Stephen Daisley Stephen Daisley

It will take more than a scolding from Salmond to see off Sturgeon

Alex Salmond (Credit: Getty images)

Watching Alex Salmond rail against Nicola Sturgeon for sidetracking the Scottish independence movement with gender identity ideology is both uncanny and oddly nostalgic. Salmond was Sturgeon’s mentor and is largely responsible for putting her in the post she now holds.

For ten magical years between 2004 and 2014, they were the dream team of Scottish politics. Together they wrested control of Holyrood from Labour, lead a nationalist march through the institutions and civil society, and convinced 45 per cent of Scots to vote for secession. They made history and came damn near close to unmaking the United Kingdom.

Now Salmond has scolded his protege in a Burns Supper speech in Dundee that is being touted by people with a limited understanding of Scottish politics as ‘devastating’ to Sturgeon. It is not, but it does make some worthwhile points and it makes them fairly well.

Sturgeon has been damaged but there is no serious threat to her leadership or her political future

Salmond contrasts his coalition-building approach to independence with Sturgeon’s red-line drawing purism and dalliance with what he regards as fringe political priorities. He hails his work with Catholics, Scots of Asian origin and businesspeople to bring them on board.

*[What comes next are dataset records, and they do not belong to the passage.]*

PR #8993, opened 2019-06-12
Fix keyboard events on range sliders

### LINKED ISSUE #8911: RangeSlider stuck when modified by pressing the keyboard arrows
When changing the lower value of a RangeSlider by pressing the keyboard arrows the RangeSlider gets stuck on NaNs.

image

Bokeh version: 1.1.0
Platform: Windows
Command line: bokeh serve app

xavArtley:
- [x] issues: fixes #8911
- [x] tests added / passed

### DIFF
--- a/bokehjs/src/lib/models/widgets/abstract_slider.ts
+++ b/bokehjs/src/lib/models/widgets/abstract_slider.ts
@@ -173,12 +173,11 @@ export abstract class AbstractSliderView extends ControlView {
         }
         handle[0].setAttribute('tabindex', '0')
         handle[0].addEventListener('keydown', keypress)
-      }
-      else if (handle.length==2) {
+      } else if (handle.length==2) {
         // Add range cursors keyboard events
         const keypress_lower = (e: KeyboardEvent): void => {
           const current = this._calc_to()
-          let value = current.value
+          const value = current.value
           switch (e.which) {
             case 37: {
               value[0] = Math.max(value[0] - step, start)
@@ -191,7 +190,7 @@ export abstract class AbstractSliderView extends ControlView {
             default:
               return
           }
-        
+
           this.model.value = value
           this.noUiSlider.set(value)
           this.model.properties.value.change.emit()
@@ -200,7 +199,7 @@ export abstract class AbstractSliderView extends ControlView {
         }
         const keypress_upper = (e: KeyboardEvent): void => {
           const current = this._calc_to()
-          let value = current.value
+          const value = current.value
           switch (e.which) {
             case 37: {
               value[1] = Math.max(value[1] - step, value[0])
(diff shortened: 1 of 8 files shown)


bryevdv:
@xavArtley Thanks for looking in to this. If I can impose on you slightly, I'd appreciate taking the opportunity to improve things a bit:

* the render methods is 100+ lines long. It should really be split up at least according to some helper methods for n=1 vs n=1 but possibly other helpers can be extracted as well. 

* another option is to move the n=1 vs n=2 keypress handling code into appropriate subclasses under the same name `_handle_keypress` or whatever, then `AbstractSlider` just calls this and it delegates appropriately based on the concrete type. This would be my preference but it is a little more work. 

* The code in the switch statements is basically repeated three times, it could also be pulled into a little helper.

xavArtley:
I added some integration tests, it works locally for me but it seems to fail on the CI build.

bryevdv:
I can take a look soon if you don't figure it out first :)

xavArtley:
I think I know what's going on. When both handle of the range_slider are supperposed the selenium webdriver select the wrong element

xavArtley:
I change tests to avoid handle overlapping however it continues to fail

bryevdv:
I'll try to take a look tonight cc @mattpap in case you have any ideas at a glance

xavArtley:
I finally found the right method

bryevdv:
Thank you for the hard work on this @xavArtley I will get it merged tonight

bryevdv:
@xavArtley When I try this on chrome with the `export_csv` example app, the keyboard arrows move the slider, and show updated values in the UI, but python callbacks in the server are not getting called until I actually scrub the slider with a mouse. Do you see similar behavior?

bokehjs/src/lib/models/widgets/abstract_slider.ts
```diff
@@ -114,6 +114,39 @@ export abstract class AbstractSliderView extends ControlView {
...
+      }
+      case 39: {
+        value[idx] = Math.min(value[idx] + step, high)
+        break
+      }
+      default:
+        return
+    }
+    if (is_range)
+      this.model.properties.value.change.emit()
```
bryevdv: In order to trigger a sync with Python there will need to be an actual, real assignment to `this.model.value`

xavArtley:
I do not really have any perspective on the conflicts that will be introduced with version 2.0. In any case it will be necessary to solve them. Here is a bug fix and it does not break the api. I think it may be interesting for people who are going to stay on version 1. of bokeh even after the release of version 2. to have the fix

bryevdv:
OK let's go ahead and merge. I will figure the conflicts out.

bryevdv:
@xavArtley I resolved the conflicts on the `landing-2.0` branch. But if you could look over the relevant files you changed, in the `landing-2.0` branch, just to have another pair of eyes look over things, it would be reassuring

There is some self-hagiography here – this is Alex Salmond we’re talking about – but there is a lot of truth in it, too. Nearly half of Scots didn’t wake up on 18 September 2014 and decide to vote Yes for the hell of it. Rather, it was the culmination of years of work by Salmond and others to turn the SNP into the political vehicle of the Scottish people and then to convince those people to embrace the party’s goal of independence. Herculean efforts were put into winning over groups long suspicious of the SNP, some of them with good reason, and building a coalition that could withstand appeals to old loyalties and fading identities. 

Without uttering her name, Salmond excoriates his successor’s decision to abandon this approach in favour of aligning the SNP with unpopular policies and minority ideologies:

I thought everybody who wanted to see an independent country understood that you must open your heart and your mind to every part and section of that population.